Ask and ye shall receive!

http://www.gnetworks.com/v4/go.gnf?s=glrcs


----------



## JAK Rabbitry (Sep 4, 2007)

*clarzoo wrote: *


> Ask and ye shall receive!
> 
> http://www.gnetworks.com/v4/go.gnf?s=glrcs
> 
> ...


----------



## Starlight Rabbitry (Sep 4, 2007)

Entries are due the 11th! I can't wait, I still get excited evn though this is my 8th convention.

Sharon


----------



## JAK Rabbitry (Sep 4, 2007)

Yeah i'm aware of the dealine, I just still don't know who i'm taking yet. AAAHHHH. Stop moulting! Stop it! Bad!


----------



## JadeIcing (Sep 4, 2007)

Wish I could go.


----------



## clarzoo (Sep 4, 2007)

Lol!! Me too!!*

JAK Rabbitry wrote: *


> > I would like $30,000 and a cheeseburger plz k thx.


----------



## BlueCamasRabbitry (Sep 8, 2007)

What is the date for the ARBA convention? I plan on writing an article about it for my newsletter, the Bunnicle. 

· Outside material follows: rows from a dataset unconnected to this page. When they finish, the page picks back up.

PR #432, opened 2018-02-22
Check config before preloading REG conditionals.

harinineelu:
If conditionalRegistrationData in config, then preload REG conditionals.


harinineelu:
Merged #432

PR #434, opened 2018-02-23
fix the wrong certificate type for SCS.10 and SDS.10 per Comscope review comments

jni2000:
fix the wrong certificate type for SCS.10 and SDS.10 per Comscope review comments


jni2000:
thanks for the review and quick response.

PR #437, opened 2018-02-26
# update PPA record2 coordinates to be CCW

RedaHossino:


src/harness/testcases/testdata/ppa_record_2.json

Could any of you give me some help? 

I know its in Grand Rapids Michigan. Anything else would be lovely. the article should be about a paragraph or so.


----------



## Bo B Bunny (Sep 8, 2007)

I want to go so bad! I went to the one in Indianapolis but only got to stay for a short time.

I don't think I'm going to get to drive up there tho - my van and truck are being stupid!


----------



## JAK Rabbitry (Sep 8, 2007)

I will make videos for everyone again.


----------



## Starlight Rabbitry (Sep 9, 2007)

*BlueSkyAcresRabbitry wrote: *


> What is the date for the ARBA convention? I plan on writing an article about it for my newsletter, the Bunnicle.
> 
> Could any of you give me some help?
> 
> I know its in Grand Rapids Michigan. Anything else would be lovely. the article should be about a paragraph or so.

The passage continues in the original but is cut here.